| Excerpted records |
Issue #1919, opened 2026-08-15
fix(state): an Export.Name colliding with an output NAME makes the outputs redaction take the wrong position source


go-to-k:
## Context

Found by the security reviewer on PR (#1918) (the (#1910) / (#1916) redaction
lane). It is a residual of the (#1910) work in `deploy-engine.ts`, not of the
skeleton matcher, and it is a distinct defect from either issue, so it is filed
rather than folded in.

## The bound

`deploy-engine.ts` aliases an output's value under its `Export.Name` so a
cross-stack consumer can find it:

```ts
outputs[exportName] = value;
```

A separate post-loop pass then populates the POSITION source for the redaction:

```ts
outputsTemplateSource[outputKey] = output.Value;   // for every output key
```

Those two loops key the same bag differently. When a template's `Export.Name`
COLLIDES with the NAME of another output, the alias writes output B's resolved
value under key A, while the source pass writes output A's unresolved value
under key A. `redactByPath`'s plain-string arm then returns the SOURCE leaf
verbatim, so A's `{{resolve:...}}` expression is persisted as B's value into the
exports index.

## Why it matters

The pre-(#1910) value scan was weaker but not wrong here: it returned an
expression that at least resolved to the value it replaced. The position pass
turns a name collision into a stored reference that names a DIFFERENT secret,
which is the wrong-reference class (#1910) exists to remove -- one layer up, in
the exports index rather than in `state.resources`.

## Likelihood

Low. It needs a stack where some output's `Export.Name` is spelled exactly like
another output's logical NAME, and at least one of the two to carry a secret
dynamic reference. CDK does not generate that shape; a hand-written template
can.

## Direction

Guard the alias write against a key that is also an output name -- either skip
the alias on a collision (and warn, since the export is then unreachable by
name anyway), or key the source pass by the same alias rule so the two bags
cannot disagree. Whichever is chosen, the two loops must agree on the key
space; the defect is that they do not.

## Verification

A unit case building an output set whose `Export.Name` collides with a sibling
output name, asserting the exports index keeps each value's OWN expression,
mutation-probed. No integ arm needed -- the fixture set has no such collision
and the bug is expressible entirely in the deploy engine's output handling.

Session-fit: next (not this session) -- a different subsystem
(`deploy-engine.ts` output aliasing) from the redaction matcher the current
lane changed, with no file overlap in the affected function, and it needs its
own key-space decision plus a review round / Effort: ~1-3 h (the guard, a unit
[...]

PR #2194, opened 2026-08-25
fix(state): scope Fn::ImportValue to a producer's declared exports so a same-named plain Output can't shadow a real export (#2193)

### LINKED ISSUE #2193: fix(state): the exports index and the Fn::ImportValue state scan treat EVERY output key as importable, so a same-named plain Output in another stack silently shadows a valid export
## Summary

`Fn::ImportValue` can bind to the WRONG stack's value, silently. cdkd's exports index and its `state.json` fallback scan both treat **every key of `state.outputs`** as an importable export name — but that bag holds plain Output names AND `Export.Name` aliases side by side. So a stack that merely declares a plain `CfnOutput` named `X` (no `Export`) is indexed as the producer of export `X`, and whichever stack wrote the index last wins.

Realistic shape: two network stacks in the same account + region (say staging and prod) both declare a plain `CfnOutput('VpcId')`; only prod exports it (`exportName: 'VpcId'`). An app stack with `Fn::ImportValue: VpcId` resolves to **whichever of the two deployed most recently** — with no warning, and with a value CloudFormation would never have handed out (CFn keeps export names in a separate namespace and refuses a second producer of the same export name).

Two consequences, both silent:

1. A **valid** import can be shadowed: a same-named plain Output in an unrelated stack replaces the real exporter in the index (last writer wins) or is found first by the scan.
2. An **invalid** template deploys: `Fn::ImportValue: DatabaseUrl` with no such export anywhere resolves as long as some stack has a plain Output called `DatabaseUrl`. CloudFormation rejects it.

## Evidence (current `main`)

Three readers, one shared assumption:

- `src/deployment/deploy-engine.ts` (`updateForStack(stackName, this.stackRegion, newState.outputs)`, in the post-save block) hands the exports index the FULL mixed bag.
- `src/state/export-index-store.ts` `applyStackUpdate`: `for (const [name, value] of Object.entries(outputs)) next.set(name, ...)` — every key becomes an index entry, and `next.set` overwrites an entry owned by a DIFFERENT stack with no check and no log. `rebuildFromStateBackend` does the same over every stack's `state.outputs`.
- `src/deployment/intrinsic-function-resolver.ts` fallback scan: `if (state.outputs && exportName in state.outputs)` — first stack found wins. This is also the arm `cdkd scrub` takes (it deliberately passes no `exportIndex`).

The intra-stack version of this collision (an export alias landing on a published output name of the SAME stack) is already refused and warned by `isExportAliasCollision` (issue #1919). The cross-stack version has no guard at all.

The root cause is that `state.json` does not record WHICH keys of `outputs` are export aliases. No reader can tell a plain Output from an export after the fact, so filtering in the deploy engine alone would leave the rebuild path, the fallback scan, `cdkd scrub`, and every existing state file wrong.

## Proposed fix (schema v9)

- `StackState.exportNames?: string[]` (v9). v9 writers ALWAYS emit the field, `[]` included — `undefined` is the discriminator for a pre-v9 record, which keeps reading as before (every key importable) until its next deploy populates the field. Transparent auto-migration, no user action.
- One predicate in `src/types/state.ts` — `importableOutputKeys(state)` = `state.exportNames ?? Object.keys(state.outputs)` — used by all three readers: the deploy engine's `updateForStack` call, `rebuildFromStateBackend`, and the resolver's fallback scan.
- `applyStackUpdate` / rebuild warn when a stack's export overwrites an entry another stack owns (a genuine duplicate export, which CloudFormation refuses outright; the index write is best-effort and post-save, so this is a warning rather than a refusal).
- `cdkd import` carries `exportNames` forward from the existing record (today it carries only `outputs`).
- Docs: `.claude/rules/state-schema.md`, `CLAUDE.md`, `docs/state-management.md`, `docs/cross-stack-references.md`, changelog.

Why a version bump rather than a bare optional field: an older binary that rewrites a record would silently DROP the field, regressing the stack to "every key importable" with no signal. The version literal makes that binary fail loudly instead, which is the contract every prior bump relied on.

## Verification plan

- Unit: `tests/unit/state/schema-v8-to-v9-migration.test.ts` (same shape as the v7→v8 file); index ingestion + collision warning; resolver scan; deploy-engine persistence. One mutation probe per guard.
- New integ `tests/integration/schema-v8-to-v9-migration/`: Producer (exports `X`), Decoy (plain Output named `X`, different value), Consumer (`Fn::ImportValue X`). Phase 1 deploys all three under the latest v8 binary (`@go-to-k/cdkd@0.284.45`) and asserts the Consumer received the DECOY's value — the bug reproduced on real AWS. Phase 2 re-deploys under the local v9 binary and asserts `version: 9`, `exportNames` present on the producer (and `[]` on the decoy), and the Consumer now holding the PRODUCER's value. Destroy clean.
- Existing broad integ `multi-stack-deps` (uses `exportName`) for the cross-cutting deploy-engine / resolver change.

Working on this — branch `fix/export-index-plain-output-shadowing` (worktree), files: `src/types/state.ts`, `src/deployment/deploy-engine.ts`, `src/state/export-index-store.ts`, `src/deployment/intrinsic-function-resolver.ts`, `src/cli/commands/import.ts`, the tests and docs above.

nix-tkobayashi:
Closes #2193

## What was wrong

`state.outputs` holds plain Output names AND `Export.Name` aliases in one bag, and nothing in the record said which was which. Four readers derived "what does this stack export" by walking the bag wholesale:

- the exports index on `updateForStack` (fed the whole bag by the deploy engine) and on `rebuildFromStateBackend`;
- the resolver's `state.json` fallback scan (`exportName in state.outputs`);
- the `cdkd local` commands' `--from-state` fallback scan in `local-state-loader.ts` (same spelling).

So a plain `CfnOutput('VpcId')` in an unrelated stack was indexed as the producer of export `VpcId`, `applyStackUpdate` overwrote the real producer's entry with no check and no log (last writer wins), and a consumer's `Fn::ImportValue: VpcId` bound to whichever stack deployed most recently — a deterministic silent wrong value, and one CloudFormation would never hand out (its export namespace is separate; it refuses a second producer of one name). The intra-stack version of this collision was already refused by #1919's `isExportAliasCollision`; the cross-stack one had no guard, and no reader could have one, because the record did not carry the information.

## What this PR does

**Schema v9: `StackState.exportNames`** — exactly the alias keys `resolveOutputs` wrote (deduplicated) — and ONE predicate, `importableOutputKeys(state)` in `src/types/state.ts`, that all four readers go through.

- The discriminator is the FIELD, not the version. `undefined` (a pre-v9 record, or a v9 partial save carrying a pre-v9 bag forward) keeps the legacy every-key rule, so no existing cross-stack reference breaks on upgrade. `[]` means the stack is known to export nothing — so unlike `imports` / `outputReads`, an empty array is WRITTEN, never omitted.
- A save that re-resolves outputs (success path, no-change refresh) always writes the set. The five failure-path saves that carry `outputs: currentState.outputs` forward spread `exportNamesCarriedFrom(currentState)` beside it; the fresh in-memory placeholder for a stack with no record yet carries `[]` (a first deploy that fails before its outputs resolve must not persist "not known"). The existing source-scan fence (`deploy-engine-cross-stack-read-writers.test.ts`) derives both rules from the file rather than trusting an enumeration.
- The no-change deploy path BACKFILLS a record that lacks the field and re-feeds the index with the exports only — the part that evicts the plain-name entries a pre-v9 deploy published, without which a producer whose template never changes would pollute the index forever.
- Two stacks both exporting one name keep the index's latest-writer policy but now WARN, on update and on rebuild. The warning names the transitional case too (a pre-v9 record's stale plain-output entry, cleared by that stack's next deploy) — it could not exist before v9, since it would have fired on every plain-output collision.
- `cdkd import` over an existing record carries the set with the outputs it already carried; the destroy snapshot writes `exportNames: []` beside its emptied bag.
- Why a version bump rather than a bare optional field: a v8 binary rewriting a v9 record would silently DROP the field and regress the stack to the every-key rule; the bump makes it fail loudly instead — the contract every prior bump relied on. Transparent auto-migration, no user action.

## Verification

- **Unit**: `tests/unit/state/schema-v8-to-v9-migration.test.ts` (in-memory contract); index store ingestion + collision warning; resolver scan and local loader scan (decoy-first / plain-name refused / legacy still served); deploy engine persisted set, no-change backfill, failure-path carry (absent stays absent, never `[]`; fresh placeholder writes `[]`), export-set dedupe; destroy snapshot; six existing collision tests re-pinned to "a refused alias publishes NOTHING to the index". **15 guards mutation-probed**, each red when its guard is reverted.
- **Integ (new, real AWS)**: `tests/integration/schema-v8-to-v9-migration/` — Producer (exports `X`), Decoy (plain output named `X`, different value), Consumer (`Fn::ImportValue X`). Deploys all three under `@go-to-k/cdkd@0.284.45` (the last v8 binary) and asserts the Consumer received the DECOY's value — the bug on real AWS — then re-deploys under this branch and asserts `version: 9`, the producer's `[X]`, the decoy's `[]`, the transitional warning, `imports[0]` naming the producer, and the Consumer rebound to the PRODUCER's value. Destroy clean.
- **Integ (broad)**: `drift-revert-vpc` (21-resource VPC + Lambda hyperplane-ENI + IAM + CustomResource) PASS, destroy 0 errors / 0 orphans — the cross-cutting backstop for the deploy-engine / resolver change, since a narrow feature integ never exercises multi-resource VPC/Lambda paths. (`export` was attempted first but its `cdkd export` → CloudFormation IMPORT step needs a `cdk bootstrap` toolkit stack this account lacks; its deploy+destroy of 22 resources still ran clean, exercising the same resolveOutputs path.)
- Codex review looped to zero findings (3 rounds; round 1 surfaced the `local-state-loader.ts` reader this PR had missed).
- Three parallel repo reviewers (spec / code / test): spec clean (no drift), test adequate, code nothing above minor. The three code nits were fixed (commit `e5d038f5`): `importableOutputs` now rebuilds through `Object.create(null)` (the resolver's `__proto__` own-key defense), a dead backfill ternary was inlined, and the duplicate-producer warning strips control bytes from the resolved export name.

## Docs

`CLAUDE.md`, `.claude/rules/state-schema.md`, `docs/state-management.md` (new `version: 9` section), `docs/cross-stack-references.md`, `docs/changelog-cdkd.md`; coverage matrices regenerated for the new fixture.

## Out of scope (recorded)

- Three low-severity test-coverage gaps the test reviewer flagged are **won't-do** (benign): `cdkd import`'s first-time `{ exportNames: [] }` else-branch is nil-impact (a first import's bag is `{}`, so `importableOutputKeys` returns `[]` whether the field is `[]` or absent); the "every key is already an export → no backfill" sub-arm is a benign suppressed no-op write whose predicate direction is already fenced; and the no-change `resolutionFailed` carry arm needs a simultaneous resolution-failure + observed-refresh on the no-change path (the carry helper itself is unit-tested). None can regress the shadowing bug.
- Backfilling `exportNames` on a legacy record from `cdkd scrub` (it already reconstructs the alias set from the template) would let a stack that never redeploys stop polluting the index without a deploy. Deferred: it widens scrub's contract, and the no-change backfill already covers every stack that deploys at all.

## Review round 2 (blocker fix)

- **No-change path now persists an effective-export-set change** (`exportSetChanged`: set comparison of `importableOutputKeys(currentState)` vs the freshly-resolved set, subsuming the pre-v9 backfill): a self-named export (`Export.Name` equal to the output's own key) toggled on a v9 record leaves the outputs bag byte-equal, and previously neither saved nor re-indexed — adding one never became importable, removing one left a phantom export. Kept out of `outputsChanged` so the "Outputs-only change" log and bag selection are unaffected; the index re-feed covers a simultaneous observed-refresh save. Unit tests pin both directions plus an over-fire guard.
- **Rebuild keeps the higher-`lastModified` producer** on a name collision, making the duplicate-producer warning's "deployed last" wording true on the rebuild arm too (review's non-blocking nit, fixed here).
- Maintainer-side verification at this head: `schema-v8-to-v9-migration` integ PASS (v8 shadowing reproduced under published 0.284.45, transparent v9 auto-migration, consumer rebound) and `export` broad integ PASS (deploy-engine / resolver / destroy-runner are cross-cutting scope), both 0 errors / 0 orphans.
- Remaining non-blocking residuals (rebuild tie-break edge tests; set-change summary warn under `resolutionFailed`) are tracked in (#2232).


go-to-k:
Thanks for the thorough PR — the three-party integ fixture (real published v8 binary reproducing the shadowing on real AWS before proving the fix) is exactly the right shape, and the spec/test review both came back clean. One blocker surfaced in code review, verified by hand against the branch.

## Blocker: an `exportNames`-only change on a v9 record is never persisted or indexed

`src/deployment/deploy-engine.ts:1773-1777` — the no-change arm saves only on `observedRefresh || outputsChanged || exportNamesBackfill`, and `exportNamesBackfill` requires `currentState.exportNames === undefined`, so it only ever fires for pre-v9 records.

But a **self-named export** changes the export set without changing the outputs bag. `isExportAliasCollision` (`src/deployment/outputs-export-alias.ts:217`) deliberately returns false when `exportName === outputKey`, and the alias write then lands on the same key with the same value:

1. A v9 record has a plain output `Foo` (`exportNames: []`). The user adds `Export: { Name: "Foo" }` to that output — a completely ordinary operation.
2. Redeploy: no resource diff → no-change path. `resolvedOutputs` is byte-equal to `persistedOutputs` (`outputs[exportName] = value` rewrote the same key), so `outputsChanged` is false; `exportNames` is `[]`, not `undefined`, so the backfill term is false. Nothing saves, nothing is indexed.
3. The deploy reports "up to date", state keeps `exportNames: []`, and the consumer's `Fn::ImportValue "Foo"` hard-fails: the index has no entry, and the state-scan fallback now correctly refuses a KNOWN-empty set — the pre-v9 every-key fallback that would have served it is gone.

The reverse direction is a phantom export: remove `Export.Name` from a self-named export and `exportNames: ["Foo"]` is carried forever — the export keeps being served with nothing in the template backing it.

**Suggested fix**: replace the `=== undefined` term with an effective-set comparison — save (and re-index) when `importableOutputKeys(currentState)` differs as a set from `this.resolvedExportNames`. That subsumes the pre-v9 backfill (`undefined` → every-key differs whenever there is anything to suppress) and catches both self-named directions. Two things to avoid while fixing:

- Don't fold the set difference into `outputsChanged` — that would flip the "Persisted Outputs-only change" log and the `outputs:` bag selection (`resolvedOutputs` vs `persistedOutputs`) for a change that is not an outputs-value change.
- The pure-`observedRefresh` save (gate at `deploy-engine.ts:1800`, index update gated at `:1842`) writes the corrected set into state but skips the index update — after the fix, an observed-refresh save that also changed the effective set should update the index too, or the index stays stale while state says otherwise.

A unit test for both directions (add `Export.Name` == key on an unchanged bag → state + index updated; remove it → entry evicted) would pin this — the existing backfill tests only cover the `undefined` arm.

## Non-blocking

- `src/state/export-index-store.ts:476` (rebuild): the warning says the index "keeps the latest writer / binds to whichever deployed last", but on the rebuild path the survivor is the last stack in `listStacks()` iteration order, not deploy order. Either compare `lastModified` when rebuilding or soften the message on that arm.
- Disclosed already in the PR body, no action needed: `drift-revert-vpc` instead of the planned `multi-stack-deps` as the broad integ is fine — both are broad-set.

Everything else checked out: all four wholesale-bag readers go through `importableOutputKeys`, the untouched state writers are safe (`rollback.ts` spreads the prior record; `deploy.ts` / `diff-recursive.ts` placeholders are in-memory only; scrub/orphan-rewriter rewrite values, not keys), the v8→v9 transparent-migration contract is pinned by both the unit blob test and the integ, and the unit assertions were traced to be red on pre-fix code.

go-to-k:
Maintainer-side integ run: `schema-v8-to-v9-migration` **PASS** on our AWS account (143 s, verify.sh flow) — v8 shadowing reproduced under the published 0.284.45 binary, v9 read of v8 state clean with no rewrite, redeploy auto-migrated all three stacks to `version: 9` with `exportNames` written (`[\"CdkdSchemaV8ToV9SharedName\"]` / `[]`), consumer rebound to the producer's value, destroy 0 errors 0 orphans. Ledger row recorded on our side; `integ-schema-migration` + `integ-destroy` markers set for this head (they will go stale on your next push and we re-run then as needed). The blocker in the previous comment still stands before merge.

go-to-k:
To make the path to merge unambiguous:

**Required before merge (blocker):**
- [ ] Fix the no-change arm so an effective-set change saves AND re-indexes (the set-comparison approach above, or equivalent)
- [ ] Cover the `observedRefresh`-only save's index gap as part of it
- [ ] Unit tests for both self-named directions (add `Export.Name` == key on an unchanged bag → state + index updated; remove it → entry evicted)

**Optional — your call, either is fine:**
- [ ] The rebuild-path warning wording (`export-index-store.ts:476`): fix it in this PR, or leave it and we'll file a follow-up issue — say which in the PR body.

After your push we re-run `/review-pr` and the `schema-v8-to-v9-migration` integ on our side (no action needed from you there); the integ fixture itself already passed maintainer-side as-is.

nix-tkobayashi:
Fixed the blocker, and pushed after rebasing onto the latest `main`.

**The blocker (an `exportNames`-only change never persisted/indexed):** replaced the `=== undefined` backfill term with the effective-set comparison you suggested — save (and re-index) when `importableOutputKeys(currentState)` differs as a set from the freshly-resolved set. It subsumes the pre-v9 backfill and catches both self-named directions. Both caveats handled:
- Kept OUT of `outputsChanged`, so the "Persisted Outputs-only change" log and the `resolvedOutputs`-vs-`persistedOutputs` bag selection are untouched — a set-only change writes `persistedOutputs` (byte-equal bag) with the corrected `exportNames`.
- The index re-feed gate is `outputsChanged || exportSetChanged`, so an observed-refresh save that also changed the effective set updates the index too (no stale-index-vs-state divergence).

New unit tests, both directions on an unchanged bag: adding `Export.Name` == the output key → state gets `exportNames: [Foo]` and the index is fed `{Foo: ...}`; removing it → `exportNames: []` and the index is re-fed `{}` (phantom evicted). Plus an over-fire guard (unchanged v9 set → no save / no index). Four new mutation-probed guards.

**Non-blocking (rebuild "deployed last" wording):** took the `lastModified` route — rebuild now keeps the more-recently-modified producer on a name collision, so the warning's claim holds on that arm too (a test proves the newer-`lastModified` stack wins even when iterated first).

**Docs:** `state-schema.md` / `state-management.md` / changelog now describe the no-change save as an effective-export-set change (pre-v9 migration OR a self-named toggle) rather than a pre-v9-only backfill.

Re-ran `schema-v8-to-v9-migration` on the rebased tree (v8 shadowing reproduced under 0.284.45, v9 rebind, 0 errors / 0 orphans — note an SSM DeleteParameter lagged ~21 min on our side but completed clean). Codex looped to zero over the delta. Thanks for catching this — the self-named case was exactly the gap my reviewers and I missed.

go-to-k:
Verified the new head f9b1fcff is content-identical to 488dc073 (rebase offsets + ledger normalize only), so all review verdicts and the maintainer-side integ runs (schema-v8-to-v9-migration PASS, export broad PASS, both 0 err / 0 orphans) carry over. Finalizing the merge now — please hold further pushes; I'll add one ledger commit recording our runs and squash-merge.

| Work to complete |
Would you quote everything above from the line containing "space; the defect is that they do not." down to the line containing "fix(state): scope Fn::ImportValue"? Include both of those lines and nothing else.

| Answer space |
space; the defect is that they do not.

## Verification

A unit case building an output set whose `Export.Name` collides with a sibling
output name, asserting the exports index keeps each value's OWN expression,
mutation-probed. No integ arm needed -- the fixture set has no such collision
and the bug is expressible entirely in the deploy engine's output handling.

Session-fit: next (not this session) -- a different subsystem
(`deploy-engine.ts` output aliasing) from the redaction matcher the current
lane changed, with no file overlap in the affected function, and it needs its
own key-space decision plus a review round / Effort: ~1-3 h (the guard, a unit
[...]

PR #2194, opened 2026-08-25
fix(state): scope Fn::ImportValue to a producer's declared exports so a same-named plain Output can't shadow a real export (#2193)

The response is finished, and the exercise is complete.